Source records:
=== Section Start ===

PR #156, opened 2021-11-11
Performance improvements

kroenlein:
This PR has two major changes in response to performance hits taken in our end-to-end test, plus some minor improvements:
1. The DictSerializable comparison method was rewritten to be more efficient.  This included a method to override for objects for which fields of interest aren't exactly the key-value pairs in the serialized version.
2. A substitute in place method was written because copying overhead showed up as significant in profiling.
3. Caching was also added to a few introspection methods that also showed up in the profiles.
4. The existing substitute method was discovered to be vulnerable to infinite recursion when the result of the sub() function yielded a True from applies().

These changes yielded a speedup of about 2x.

This also resolves [PLA-6423](https://citrine.atlassian.net/browse/PLA-6423)

### DIFF
--- a/gemd/entity/base_entity.py
+++ b/gemd/entity/base_entity.py
@@ -1,5 +1,5 @@
 """Base class for all entities."""
-from typing import Optional
+from typing import Optional, Dict, FrozenSet
 from collections.abc import Collection
 
 from gemd.entity.dict_serializable import DictSerializable
@@ -107,8 +107,19 @@ class BaseEntity(DictSerializable):
         return LinkByUID(scope=scope, id=uid)
 
     @staticmethod
-    def _cached_equals(this: 'BaseEntity', that: 'BaseEntity', cache: dict) -> Optional[bool]:
-        """Compute and stash whether two Base Entities are equal in a recursive sense."""
+    def _cached_equals(this: 'BaseEntity',
+                       that: 'BaseEntity',
+                       *,
+                       cache: Dict[FrozenSet, Optional[bool]] = None) -> Optional[bool]:
+        """
+        Compute and stash whether two Base Entities are equal in a recursive sense.
+
+        The cache uses ternary logic to communicate state.  True or False indicate a completed
+        evaluation.  If the cache contains None, this indicates that we have not yet completed
+        an evaluation in an earlier frame of the stack.
+        """
+        if cache is None:
+            cache = {}
         cache_key = frozenset((id(this), id(that)))
         if cache_key in cache:
             return cache[cache_key]
@@ -132,7 +143,7 @@ class BaseEntity(DictSerializable):
             this_value = this_dict[key]
             that_value = that_dict[key]
             if isinstance(this_value, BaseEntity) and isinstance(that_value, BaseEntity):
-                if BaseEntity._cached_equals(this_value, that_value, cache) is False:
+                if BaseEntity._cached_equals(this_value, that_value, cache=cache) is False:
                     cache[cache_key] = False  # Mark as failed
                     return False
             elif isinstance(this_value, Collection) and isinstance(that_value, Collection) \
@@ -158,7 +169,7 @@ class BaseEntity(DictSerializable):
                     if isinstance(x, BaseEntity):
                         for i_found, y in enumerate(that_list):
                             # Unless something really broke, y is a BaseEntity
-                            result = BaseEntity._cached_equals(x, y, cache)
+                            result = BaseEntity._cached_equals(x, y, cache=cache)
                             if result is True:
                                 found = True
                                 break
@@ -190,7 +201,7 @@ class BaseEntity(DictSerializable):
             return len(other) == 2 and other[0] in self.uids and self.uids[other[0]] == other[1]
         elif isinstance(other, BaseEntity):
             # We have to be a little clever for efficiency and to avoid infinite recursion
-            return BaseEntity._cached_equals(self, other, dict())
+            return BaseEntity._cached_equals(self, other)
         else:
             return super().__eq__(other)
 
--- a/gemd/entity/base_entity.py
+++ b/gemd/entity/base_entity.py
@@ -1,5 +1,6 @@
 """Base class for all entities."""
 from typing import Optional
+from collections.abc import Collection
 
 from gemd.entity.dict_serializable import DictSerializable
 from gemd.entity.case_insensitive_dict import CaseInsensitiveDict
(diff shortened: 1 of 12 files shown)


gemd/util/impl.py
```diff
@@ -37,41 +39,50 @@ def func(base_obj):
...
+    return _cached_issubclass(obj_type, class_or_tuple)
+
 
-    def func(obj):
-        obj_type = type(obj)
-        if obj_type not in cache:
-            cache[obj_type] = isinstance(obj, class_or_tuple)
-        return cache[obj_type]
+@functools.lru_cache(maxsize=None)
+def _cached_issubclass(
```
sfriedowitz, line 66: Is this actually a slow point in the code? What kind of comparisons are the built in `issubclass` and `isinstance` doing that would make caching this so impactful?

gemd/util/impl.py
```diff
@@ -98,34 +109,118 @@ def _substitute(thing: Any,
...
     if thing.__hash__ is not None:
         visited[thing] = new
-    if new.__hash__ is not None:
-        visited[new] = new
 
-    # assert type(thing) == type(new), "{} is not {}".format(type(thing), type(new))
     return new
 
 
+def _substitute_inplace(thing: Any,
```
sfriedowitz, line 140: Do we have support for deep-copying GEMD objects?

My naive way to implement this would be to have `_substitute_inplace`, and then have `_substitute` call a copy of the passed object, and then in-place substitute on the copy.

In terms of code complexity, this reduces the problem to a single implementation. But that may defeat the performance aspects in some way if copying is too expensive.

gemd/util/impl.py
```diff
@@ -98,34 +109,118 @@ def _substitute(thing: Any,
...
+                        sub: Callable[[object], object],
+                        applies: Callable[[object], bool],
+                        visited: Dict[object, object] = None) -> object:
```
sfriedowitz, line 143: I guess this should be `visited: Optional[Dict[object, object]]`

gemd/util/impl.py
```diff
@@ -98,34 +109,118 @@ def _substitute(thing: Any,
...
+    elif _cached_isinstance(thing, DictSerializable):
+        for k, v in thing.as_dict().items():  # Assume key can't change b/c it's an attribute
+            new_v = _substitute_inplace(v, sub, applies, visited)
+            if id(v) != id(new_v):
+                _setter_by_name(type(thing), k)(thing, new_v)
+
+    return thing
+
+
+@functools.lru_cache(maxsize=None)
```
sfriedowitz, line 205: This applies here and elsewhere in the PR.

I think that `@functools.lru_cache(maxsize=None)` is equivalent to just `@functools.cache`. Should we just switch to that in all places?

gemd/util/impl.py
```diff
@@ -98,34 +109,118 @@ def _substitute(thing: Any,
...
+def _setter_by_name(clazz: type, name: str) -> Callable:
+    """Internal method to get the setter method for an attribute."""
+    from gemd.entity.object import IngredientRun
+
+    def _emulator(inner_name: str) -> Callable:
+        return lambda self, value: setattr(self, inner_name, value)
+
+    prop = next((x[1] for x in getmembers(clazz) if x[0] == name), None)
```
sfriedowitz, line 213: I'm trying to parse what this method does and am having a really tough time doing so.

It seems that since `IngredientRun` has a separate _name method, you need to generate a setter for calls in the above methods?

Couldn't we just change `IngredientRun` to conform and use some syntactic sugar to be non-breaking? I think this may be too clever for where there seems like an easier fix by just changing IngredientRun.

sfriedowitz (commented):
The tests given me confidence that the new `_cached_equals` is correct. However, I have a handful of questions regarding the implementation in some places that should be clarified.

gemd/entity/base_entity.py
```diff
@@ -105,14 +106,93 @@ def to_link(self,
 
         return LinkByUID(scope=scope, id=uid)
 
+    @staticmethod
```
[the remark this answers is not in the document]
kroenlein: Because it uses ternary logic.  If there's another instance of the object being evaluated earlier in the stack (e.g., `process.ingredients[0].process`), it returns None to indicate unknown status.  That output changes once you've fully traversed an object.  I should document this behavior.

gemd/entity/object/material_run.py
```diff
@@ -44,7 +44,7 @@ class MaterialRun(BaseObject):
 
     typ = "material_run"
 
-    skip = {"_measurements", "_active_comparison"}
+    skip = {"_measurements"}
```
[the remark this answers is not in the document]
kroenlein: Yes, though it has consequences elsewhere because serialization is also used for tasks like object duplication.

gemd/util/impl.py
kroenlein: Just an absurdly high number of them.  This was highlighted as a slow point in previous profiling.  For this PR, I'm just swapping to a less hand-rolled version for legibility.

As an experiment, I encourage you to run the test suite with and without the caching decorator.

gemd/util/impl.py
kroenlein: I agree with the sentiment about having a large number of methods that perform similar tasks, but the deep copy methods go through JSON serialization, which is a remarkably slow task.  There's a lot of space for housecleaning in this domain across gemd-python & citrine-python, but I don't think that refactor is quite justified yet.

gemd/util/impl.py
kroenlein: That was introduced in 3.9.
https://docs.python.org/3.10/library/functools.html#functools.cache

gemd/util/impl.py
kroenlein: Ooof.

`BaseEntity` has a name property with a setter and getter.  Since you are not supposed to set `IngredientRun.name` directly, the method is overridden with a method that raises an `AttributeError`.  This is further complicated by the fact that the object will contain a `_name` value when being retrieved from the server or after a link to an `IngredientSpec` is broken, since in those cases it has a name, it just can't be accessed dynamically.

We might be able to achieve the situation described by editing the `property` in the class members, but I recall having difficult implementing that when this first raised its head.  If we could get past that, this could be handled with:
```
    elif prop.fset is None:
        setter = _emulator(f"_name")
```

gemd/entity/dict_serializable.py
```diff
@@ -135,10 +143,14 @@ def _name_repr(self, entity):
             name = getattr(entity, 'name', '<unknown name>')
             return "<{} '{}'>".format(type(entity).__name__, name)
 
+    def _dict_for_compare(self):
```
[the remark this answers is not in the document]
kroenlein: I read `fields` as a list, not as the key-value pairs we want to compare.

gemd/util/impl.py
kroenlein: Addendum: I just quickly looked into ^^.  Because the `__init__` method of `BaseAttribute` calls the name setter.  `name` is also a required argument of `BaseAttribute`.  It's functionally resolvable if we modify that to 
```
        if not isinstance(self, IngredientRun):
            self.name = name
```
but a parent class inheriting from a child is pretty hideous as well.

gemd/util/impl.py
kroenlein: It's a weird case because the user should never provide the `visited` argument, and None is an internal signifier that this is the first frame.

gemd/entity/base_entity.py
```diff
@@ -105,14 +106,104 @@ def to_link(self,
...
+                this_list = list(this_value)
+                that_list = list(that_value)
+                if len(this_list) != len(that_list):
+                    # If an object was flattened, certain lists may be empty
+                    if len(this_list) == 0:
+                        if len(this_uids) > 0:  # But if it was flattened, uids will save us
+                            continue
+                    if len(that_list) == 0:
+                        if len(that_uids) > 0:  # But if it was flattened, uids will save us
+                            continue
```
bfolie, line 161: I don't understand the scenario here.

gemd/entity/base_entity.py
```diff
@@ -105,14 +106,104 @@ def to_link(self,
...
+                            # Unless something really broke, y is a BaseEntity
+                            result = BaseEntity._cached_equals(x, y, cache=cache)
+                            if result is True:
+                                found = True
+                                break
+                            elif result is None:
+                                # Don't know yet; pass as False will appear elsewhere
+                                found = None
+                    else:
+                        found = x in that_list
```
bfolie, line 180: why do we not set `i_found` in this branch?

gemd/entity/tests/test_entity.py
```diff
@@ -29,3 +29,43 @@ def test_to_link():
...
+
+    two = ProcessSpec("Object", tags=["tags!"], uids={"scope": "id"}, notes="Notes!")
+    assert one != two, "Objects don't match unless the fields do"
+    one.notes = "Notes!"
+    assert one == two, "And then they will"
+
+    # It ignores the ingredient length mismatch if the uids matched
+    one_ing = IngredientSpec("Ingredient", process=one)
+    assert one == two
+    assert two == one
```
bfolie, line 57: Why do we want this behavior?

gemd/util/tests/test_substitute_objects.py
```diff
@@ -53,3 +54,120 @@ def func(base_ent):
...
+    rebuild = substitute_objects(links, index, inplace=True)
+    rebuilt_root = next(x for x in rebuild if x.name == root.name and x.typ == root.typ)
+    all_objs = recursive_flatmap(rebuilt_root,
+                                 func=lambda x: [x],
+                                 unidirectional=False
+                                 )
+    unique = [x for i, x in enumerate(all_objs) if i == all_objs.index(x)]
+    assert not any(isinstance(x, LinkByUID) for x in unique), "All are objects"
+    for x in unique:
+        print(x.typ, x.name)
```
bfolie, line 110: leftover debugging statement?

bfolie (commented):
I have a question about the applicability of `_cached_equals`. It's only called by `__eq__` and always called initially with an empty cache. This means that the cache is built up as we traverse a single material history, but there's no cumulative benefit if we are doing lots of equality checks.

Am I imagining an unrealistic use case, or would persisting the cache be useful in some scenarios?

gemd/entity/base_entity.py
kroenlein: For example, when you call `flatten`, the MaterialRuns in the resulting list will have a depopulated measurements list.  It is still referring to the same object, so we're ignoring that discrepancy in the comparison.  In order to have gotten to that state, however, at least one uid would have been assigned, so we can rely on uids matching if one list is empty.

gemd/entity/base_entity.py
kroenlein: Funnily enough, that's how I wrote it originally.  And then python explained that `in` is an implicit equality comparison, resulting in infinite descent.

gemd/entity/tests/test_entity.py
kroenlein: Do you mean why am I testing transitivity?  Code execution pathways vary for the left & right arguments.

This isn't technically the behavior we want to test, but getting to that state via the correct path seemed more fiddly than was needed.

kroenlein:
> I have a question about the applicability of `_cached_equals`. It's only called by `__eq__` and always called initially with an empty cache. This means that the cache is built up as we traverse a single material history, but there's no cumulative benefit if we are doing lots of equality checks.
> 
> Am I imagining an unrealistic use case, or would persisting the cache be useful in some scenarios?

The problem is that these are mutable objects, so any time you leave the immediate context an object could have mutated.  In order to implement an actual cache, `__hash__` would need to be sensitive changing contents, which in turn would make  `__hash__` much more expensive to compute.

So I think it'd be nice, but I don't think it'd end up a net win.

gemd/entity/tests/test_entity.py
bfolie: I was referring to the "ingredient length mismatch" scenario. This is essentially the same question I asked above, so we can discuss is there.

bfolie (approved):

gemd/util/impl.py
sfriedowitz: This particular block of code  is what I'm hung up on. I don't want to block this PR on it, but I would urge that this be followed up on/ticketed as a piece of maintenance work. It seems like that minor issue is necessitating pretty confusing/hacky workarounds in a case like this, and that will continue to be a hindrance if not sorted out.

sfriedowitz (approved):
Looks good, with a non-blocking comment to take note of.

=== Section End ===

DIRECTIONS →
Nothing but the lines from the top of the records down to the line with "3. Caching was" belongs in the answer; repeat them exactly.

RESPONSE TO THIS EXERCISE →
PR #156, opened 2021-11-11
Performance improvements

kroenlein:
This PR has two major changes in response to performance hits taken in our end-to-end test, plus some minor improvements:
1. The DictSerializable comparison method was rewritten to be more efficient.  This included a method to override for objects for which fields of interest aren't exactly the key-value pairs in the serialized version.
2. A substitute in place method was written because copying overhead showed up as significant in profiling.
3. Caching was also added to a few introspection methods that also showed up in the profiles.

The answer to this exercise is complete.